Tac1-PCOS

Silvia Leon Tellez (PhD) is a member of the host group GC10 Hormonal Regulation of Energy Balance, Puberty and Reproduction, led by Prof. Manuel Tena Sempere. Silvia’s IMIBIC-P2Med Fellowship is a continuation of her MSCA-IF project which started in 2020: Setting the Basis for Improved, Personalized Management of Ovulatory Dysfunction: Roles of Perturbed LH Secretory Profiles and Contribution of Substance-P/Tachykinin Receptor Type 1 (Tac1/Tacr1) System. Her project will expand our understanding of the mechanisms controlling ovulation and female fertility, helping to define novel, personalised strategies for the management of reproductive disorders, particularly polycystic ovary syndrome (PCOS). Exceptionally, her IMIBIC-P2Med Fellowship will last for 1 year, starting in May 2022.
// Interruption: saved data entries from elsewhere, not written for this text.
PR #290, opened 2026-08-29
feat(mcp): per-server card toggle + masked endpoint display

Calmingstorm:
Aaron-required panel changes, implemented to the jointly settled design.

## Per-server card toggle (R1)
- Dedicated `POST /api/mcp/servers/{name}/enabled` (route parity 196): mutates ONLY `enabled` from transaction-current configuration — extra fields 400, unknown server 404, non-boolean 400; repeating the current value is idempotent (no persist, no reconnect — generation pinned unchanged).
- A server disabled here is unpublished before the response reports it disabled, and its tools leave the model catalog while other servers' tools survive (pinned end-to-end with two live fake servers).
- Response is the canonical refreshed status payload; the card adopts it — no optimistic state.
- No confirmation dialog on the card: the labeled single-purpose switch is the explicit intent (modal Save keeps its confirmation for enabled changes concealed among edits — predicate pinned).
- Distinct off-cause copy: "Disabled — server switch off" vs "Disabled — global MCP is off"; switches stay operable while global MCP is off so desired state can be staged; off cards mute the frame, never the content.
- Pending state via `aria-busy` + disabled input; a failed toggle restores the prior configured switch position (behavioral pin).

## Masked endpoint display (R2)
- Server-generated `url_display` on the status DTO (response-only; `null` for stdio). Scheme, canonical host, explicit port, and path preserved; userinfo replaced with one fixed marker; query values masked with names kept (bare components masked whole); fragment masked; length-bounded; unparseable input fully masked.
- Shown only in the edit modal, above the replace field, as inert text with recognition-only copy. The raw configured URL appears nowhere in the status payload (pinned with a credentialed URL through a real manager).
- `url_display` cannot round-trip: the payload builder has no knowledge of it (source pin).

## Verification
147 focused tests green (6 new endpoint tests, 9 new scrub/status tests, parity 196); behavioral card-toggle pins drive the real page `setup()` through a stubbed fetch (exactly one dedicated POST, no confirmDialog in the toggle path, canonical payload adoption, failure restore, both off-cause labels). Three self-mutations verified load-bearing before review: rerouting the toggle to the broad PUT, passing query values through the scrub, and accepting extra fields on the endpoint — each turned its pin red. `npm run check` green, dist committed; ruff clean; type gate no new findings.


Calmingstorm:
Reviewed exact head `e2a547ea9f9560618d3f5c3ffe7fd7d617c0a4d5` against `master@a4b138bdc02bfc0a652d107f688b76a18ff8105b`. **Changes requested; holding LGTM.**

## Blockers

1. **The new card switch is not clickable with a pointer, so R1's one-click control does not work.**

   In `ui/js/pages/mcp-servers.js:135-140`, the zero-sized transparent checkbox and `.toggle-slider` are siblings inside a plain `<span>`, not a `<label>` and not connected by `for`/`id`. The shared CSS makes the input `width: 0; height: 0` (`ui/css/style.css:195`), leaving no pointer target that activates the checkbox. I reproduced this in headless Chromium with the exact DOM/CSS shape: clicking `.toggle-slider` left `checked === false`; focusing the hidden input and pressing Space changed it to true. The behavioral pin calls `toggleServerEnabled()` directly, so it never exercises the visible control and stays green despite the defect. Make the visible switch a real label/control and add a load-bearing pointer-click pin.

2. **The raw configured endpoint can still leak through the same status payload.**

   `scrub_url_display()` masks its own derived field, but `get_status()` independently returns server-authored `server_info` and `instructions` through `_scrub_operator_*` (`src/tools/mcp/manager.py:307-312`). Those scrubbers know configured header/env values, not the configured URL or its credential-bearing components. A standards-valid connected fake that echoed its request URL in `serverInfo.name` and `instructions` produced:

   ```text
   url_display = http://127.0.0.1:40647/mcp?token=••••
   server_info = {'name': 'http://127.0.0.1:40647/mcp?token=verysecret', ...}
   instructions = connect via http://127.0.0.1:40647/mcp?token=verysecret
   raw-url-in-status = true
   secret-in-status = true
   ```

   This violates the PR/R2 contract that the raw configured URL appears nowhere in status. The existing pin only inspects a disabled server with empty server-authored identity fields, so it cannot catch reflection. Scrub the raw URL and its credential-bearing components from every operator/status field, and pin a connected HTTP server that reflects the endpoint through both identity surfaces.

3. **The required coverage gate is red.**

   GitHub and my independent `scripts/ci/coverage_gate.py` run both report:

   ```text
   coverage-gate: total=90.2% findings=1
   src/web/api/integrations.py: missed lines grew 0 → 3
   missing: 415-416, 451
   ```

   Add load-bearing coverage for invalid JSON and the post-writer cancellation path; the repository's no-new-dark-lines gate must be green.

## Independent verification

- Full suite: **9,863 passed / 6 skipped**
- Focused MCP admin/manager/parity: **102 passed**
- `npm run check`: passed
- Fresh `ui/dist` build: byte-identical to committed artifacts
- Ruff gate: 0 new findings
- Type gate: 0 new findings
- Apply registry: 267 leaves / 0 findings
- `git diff --check`, repository integrity, and worktree cleanliness: passed
- GitHub: **6/7 green**; `coverage-no-drop` failed

No source, branch, master, deploy, service, or `/opt/odin` state was changed.

Calmingstorm:
Cross-review complete: both fix commits (0ffec7b, 0ef262f) reviewed and mutation-verified — reverting the label wrapper fails the AST association pin; dropping URL-derived secrets from the operator scrub set fails the echo-leak pin. 104 focused tests green, behavioral pins green, tree clean. LGTM. Holding unmerged: master merge runs as the first pipeline step after the branch soak deploy and live test, on Aaron's go.

Calmingstorm:
Delta review at `ec210221b506fe1bdedd9a5e74e6ef5940845cde`: **LGTM**.

The one-line setup exposure is the correct fix. The new pin drives the real `openEdit()` path, verifies the returned `editingServer` ref carries `url_display`, and is load-bearing: removing only the returned binding makes `check:mcp-webui` fail. A locked-dependency rebuild is byte-identical to the committed `ui/dist`.

Independent verification on the exact head:

- `npm ci && npm run check` passed
- `check:mcp-webui` passed
- mutation of the returned binding made the new pin fail
- `git diff --check` clean
- delta is exactly the source binding, its pin, and rebuilt dist

The template-binding gate gap is real and should be closed as a **separate focused follow-up**, not folded into this repair. The gate should collect all direct template `_ctx.<binding>` reads, not only call expressions, compare them to setup-return bindings, and carry fixtures for property reads, optional chaining, interpolation/directive expressions, template locals, and allowed globals. That would have caught this defect generically without making PR #290 absorb a broader gate rewrite.

PR #291, opened 2026-08-29
feat(tools): config-gated built-in tool visibility (Tools-page switches)

Calmingstorm:
Per-tool enable/disable for the static built-in catalog, designed jointly (design reply adopted in full) and motivated by audit ground truth: five tools with near-zero lifetime organic use cost ~1,440 tokens (10.6% of the catalog) on every request. Per-install configuration — never a product removal.

## Contract
- `tools.disabled_tools` (default empty = all enabled): normalized at load (trim/dedupe/order-preserving), case-sensitive, unknown names preserved+ignored+warned — a list survives catalog drift and never bricks startup. The generic `PUT /api/config` rejects the leaf with 409; the Tools API is its transactional owner.
- A disabled tool does not exist for the model: the operator filter runs FIRST in catalog assembly (before backend gates and the agent-axis policy — a disabled `spawn_loop_agents` never reaches the axis cloning), and both dispatch spines (`ToolExecutor.execute`, `NativeToolDispatcher.dispatch`) return a typed `tool_disabled` rejection before any handler, durability transition, or external effect. One shared `BuiltinToolPolicy` reads live config (`lambda: bot.config`) — a rebind is observed immediately.
- Disabled names stay RESERVED: catalog collision checks now use the static name universe, so a skill or MCP tool can never shadow a disabled built-in.
- `GET /api/tools/builtins`: operator inventory of all 74 with per-tool state — `available` / `disabled` / `unavailable` (backend not configured; logic extracted behavior-identically to `ToolCatalog.backend_hidden_names`) / `global_disabled`. Switch = configured intent; state = what the model experiences.
- `POST /api/tools/builtins/{name}/enabled`: leaf-only mutation from transaction-current config; unknown/skill/MCP names 404, non-boolean and extra fields 400, idempotent repeats persist nothing; persist → rebind → synchronous catalog invalidation → canonical inventory response. Route parity 198.
- Tools page: "Enabled for model" switches on built-in rows only (real `<label>` association, AST-pinned), aria-busy pending, canonical inventory adoption, failure restores the switch, toggle never expands the card; disabled rows stay visible with muted frame + state badge; `is_core` advisory and the panel-level consequence warning per design. New `check-tools-webui` behavioral gate in the npm chain.

## Verification
27 new tests (normalization, per-tool catalog removal incl. axis-policy survival, reservation, both dispatch spines with handler-never-entered proofs, live-config-not-snapshot, all route arms incl. persist-failure zero-truths-moved and post-commit cancellation convergence, all four inventory states) + the config-PUT 409 pin. Six mutations each turned a pin red (catalog filter, reservation, executor guard, extra-fields, 409, label→span). Full coverage gate findings=0 @ 90.3%; ruff and type gates clean; `npm run check` green with dist committed. One field find during gating: the executor guard originally broke the sanctioned `__new__` test seam — made seam-tolerant with a regression note.


Calmingstorm:
## Review — changes requested

Reviewed exact head `bc1c4e6545db4a58d05ff5715db3e532ea30d1f8` against exact base `d15d963b7ca4c6c5c189d0ff4e314d651a9973c7`. The shared catalog policy/order, static-name reservation, and both ordinary dispatch spines are directionally correct, but I found three blocking boundary defects.

### 1. Background workflows bypass the disabled-tool dispatch guard for several built-ins

`src/discord/background_task.py::_execute_tool` special-cases `ingest_document`, `search_knowledge`, `list_knowledge`, `bulk_ingest_knowledge`, and `invoke_skill` before its eventual call to `ToolExecutor.execute()`. The new policy is enforced only in `ToolExecutor.execute()` and `NativeToolDispatcher.dispatch()`, so those branches still execute after being disabled.

Concrete reproduction on this head: configure `tools.disabled_tools: [ingest_document]`, inject the same live `BuiltinToolPolicy` into `ToolExecutor`, and call `_execute_tool("ingest_document", ...)`; the fake knowledge store's `ingest()` was entered and the result was `Ingested 's' (7 chunks).` I separately reproduced disabled `invoke_skill` entering `skill_manager.execute()`.

That violates the stated all-surfaces/dispatch-backstop contract and allows already-stored `delegate_task` workflows to run disabled built-ins. Put the shared policy fence before *every* background special case (or route them through a shared guarded seam) and add load-bearing pins for at least a knowledge special case and `invoke_skill`, proving the effect/skill handler is never entered and the result is typed `tool_disabled`.

### 2. The new control-plane mutation is not admin-only

The central admin policy in `src/health/server.py:61-71` includes only `/api/tools/timeouts`, not `/api/tools/builtins`. Neither handler in `register_tools_meta` calls `admin_gate`. Consequently an authenticated `user` or `guest` token can POST `/api/tools/builtins/{name}/enabled` and change the installation-wide model capability set; `GET /api/tools/builtins` is also outside the intended Capabilities control-plane gate.

I verified `_is_admin_only_path("/api/tools/builtins/kubectl/enabled")` is `False`, while the analogous MCP mutation is fenced. Add `/api/tools/builtins` (or an exact equivalent central policy) and a middleware-level user/guest-denied/admin-allowed test for GET and POST. Route-unit tests without the production middleware cannot pin this.

### 3. A committed toggle can be rendered as rolled back when the follow-up catalog GET fails

`ui/js/pages/tools.js:256-274` receives the canonical inventory from the successful POST, then waits for a separate `GET /api/tools` before calling `applyInventory`. If that second request fails, the catch restores the checkbox from the stale pre-mutation row and leaves the old row/state in place, although disk, runtime config, and catalog have already committed the change.

Reproduction with the real `setup()` path: successful POST returns `kubectl enabled:false/state:disabled`; subsequent `/api/tools` throws. Final UI state is `enabled:true/state:available`, checkbox restored to `true`, plus an error. The operator is told the opposite of persisted truth and a second click becomes semantically inverted.

Adopt the POST's canonical built-in inventory immediately. Treat refreshing non-built-in rows as a separate best-effort operation, or on failure force a full authoritative refresh without restoring the old built-in intent. Add this exact post-success/follow-up-failure behavioral pin.

### Verification

- Full suite: **9,897 passed / 6 skipped**
- Focused policy/config tests: **28 passed**
- `npm ci && npm run check`: passed
- Fresh `ui/dist` build: byte-identical
- Ruff and touched-module mypy: clean
- `git diff --check`: clean
- GitHub checks: **7/7 green**

Also observed non-blocking scope debris: `live_modal_render.png` (316 KB) and unrelated formatter-only script edits are in this feature diff. Remove them unless intentionally part of the shipped artifact.

Holding LGTM pending the three fixes above.

Calmingstorm:
Cross-review of 8f152db complete: all three blocker fixes verified and mutation-tested — removing the background-dispatch gate fails all five bypass pins, dropping the admin prefix fails both tier-matrix pins, and reverting the committed-truth adoption order fails the POST-ok/GET-fails interleaving pin. Scope debris confirmed gone (scripts byte-identical to master, screenshot removed). LGTM. Holding unmerged pending the local deploy test and Aaron's pipeline go.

Infertility/subfertility is a growing challenge in reproductive medicine, affecting one in seven couples. The most common cause of female subfertility is ovulatory dysfunction. Oligo-/anovulation is linked to prevalent conditions, such as polycystic ovary syndrome (PCOS), and other perturbed states of the hypothalamic–pituitary–gonadal (HPG) axis, e.g., hypothalamic amenorrhea or premature ovarian insufficiency.
PCOS is a condition of high prevalence with an important impact on the quality of life. The exact cause of PCOS is unknown, but current research suggests that a combination of genetic and environmental factors lead to the disease. PCOS is defined by hyper-androgenism, anovulation and polycystic ovaries, and is characterized by elevated GnRH/LH pulse frequency, a feature suggestive of a hyperactive HPG axis. However, the central neuroendocrine defects affecting pulsatile GnRH/LH secretion and driving or contributing to the above forms of hypogonadism or PCOS are not fully known. Regarding the environmental factors, a number of lifestyle factors affect fertility in women. These include but are not limited to nutrition, weight, and exercise. In this sense, women with PCOS present a higher risk of obesity (in particular the visceral phenotype), dyslipidemia, insulin resistance (IR) with compensatory hyperinsulinemia, type 2 diabetes mellitus and metabolic syndrome. The variable combination of various reproductive, neuroendocrine and metabolic disorders defines a substantial heterogeneity in the presentation of PCOS, which hampers proper diagnosis and management, which might benefit from a deeper understanding of the basis of the disease.
Androgen-induced PCOS mouse model shares many of the salient features of human PCOS patients, as hyper-androgenism, insulin resistance, altered steroidogenesis, abnormal maturation of ovarian follicles and anovulation. Additionally, these PCOS-like mouse models show infertility and more atretic follicles and follicular cysts. The pre-clinical studies included in this project involve two models of androgenization of female mice, with different developmental windows of androgen excess. A combination of models will be investigated as a means to replicate some of the pathophysiological substrate (androgen excess) and different phenotypes of PCOS.
The results of this project will not only represent a substantial step forward in our understanding of the central mechanisms that govern reproductive function, with particular attention to the role of Tac1/SP in the control of ovulation/LH surge and LH pulsatility, but will also help to identify novel therapeutic targets (i.e., subtance P/NK1R) to improve fertility management and in vitro fertilization (IVF) treatments in PCOS patients.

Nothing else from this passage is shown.